Paper Structure (31 sections, 4 equations, 5 figures, 4 tables)

This paper contains 31 sections, 4 equations, 5 figures, 4 tables.

Figures (5)

  • Figure 1: ConceptAgent enables robust real-time, natural language-driven task execution in open-world environments. The problem requires the robot to operate in unfamiliar settings and manipulate novel objects to complete tasks described in unconstrained natural language. In this escape room motivated example, the task given is to "unlock the door". The robot must not only identify objects but (a) understand the context of the scene including (b) a hand written note on the door with additional instructions. (c) The ConceptAgent-driven Spot robot then proceeds to complete the task successfully without intervention.
  • Figure 2: Overview of ConceptAgent closed loop task planning and execution.

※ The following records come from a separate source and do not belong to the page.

PR #3619, opened 2024-08-30
docs(insights): Example event name should change with eventType

JonathanMontane:
## 🧭 What and Why

Looking at the spec for `View Filters` and seeing `example name: Product Clicked` is confusing.

image

🎟 JIRA Ticket: None

### Changes included:

- Added examples to the eventName attribute of each concretization of the event concept
- Removed based example on eventName attribute (to keep the spec json schema compliant)

## 🧪 Test

?? <- Let me know how I can do that! I ran `yarn website` to generate the bundled version and it seemed okay, but 🤷‍♂️ and I don't know how to view the website locally 😅

PR #3623, opened 2024-08-30
fix(specs): don't extend $ref objects

kai687:
## 🧭 What and Why

PR #3619 added `eventName` examples for different event objects in the Insights API, instead of using "Product clicked" for all events.

But, extending/overriding the `example` property isn't supported by the OpenAPI spec, and is ignored when rendering the docs. (tested locally with the redocly CLI). 

This PR removes the examples. We provide full examples for each event in the right column, so an extra example property of the event name isn't really necessary anyway.

If I understand the specs correctly:

- in OpenAPI 3.0.3, _"This object cannot be extended with additional properties and any properties added SHALL be ignored."_ 
- in OpenAPI 3.1.0, we can override `summary` and `description` properties of the referenced object, but still not `example`.

[OpenAPI 3.1.0](https://spec.openapis.org/oas/v3.1.0.html#reference-object)
[OpenAPI 3.0.3](https://spec.openapis.org/oas/v3.0.3.html#reference-object)

🎟 JIRA Ticket:

### Changes included:

- Remove `eventName` examples


shortcuts (commented):
Should we remove the product clicked example of the eventName ref then? This should avoid confusion

shortcuts:
> @shortcuts PR 3619 removed the `example` from the `eventName` prop, so it's not part of the spec anymore.

Ah indeed bah nice, cc @JonathanMontane just fyi

shortcuts (approved):

JonathanMontane:
Even better then!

State is composed of text description of the objective, task relevant observations, and task history. That is combined with the details of a parametric skills library. Tree-based planning is complemented with (b) LLM-based expansion and (c) LLM based critique and scoring. (a) Selection and (d) backpropagation are conducted like Monte-Carlo Tree Search.
  • Figure 3: Evaluation of Physical Mobile Manipulation for Open Vocabulary Object Rearrangement - Object rearrangement success and failure cases aggregated over all levels of clutter, broken down by mode of failure / success. From left to right, we show the performance of the system to locate the object for object rearrangement, navigate to it, perceive it, grasp it, locate the destination, navigate to the destination, and place the object into the receptacle.
  • Figure 4: Mobile Manipulation Trials - The trials were aimed at categorizing failure modes for physical mobile manipulation.
  • Figure 5: Example Task Completion in AI2Thor by ConceptAgentTask: Put the credit card on the counter into the kitchen drawer. (a) the agent starts in the kitchen, (b) after some exploration the agent finds the credit card, (c) the agent takes the credit card to the kitchen drawer, but it's closed, (d) the agent adapts by placing the card by the kitchen sink, before (e) moving back to the drawer and opening it. (f) the agent moves back to the sink to pick up the card again, before (g) moving back to the open drawer, and (h) placing the credit card in the drawer to complete the task.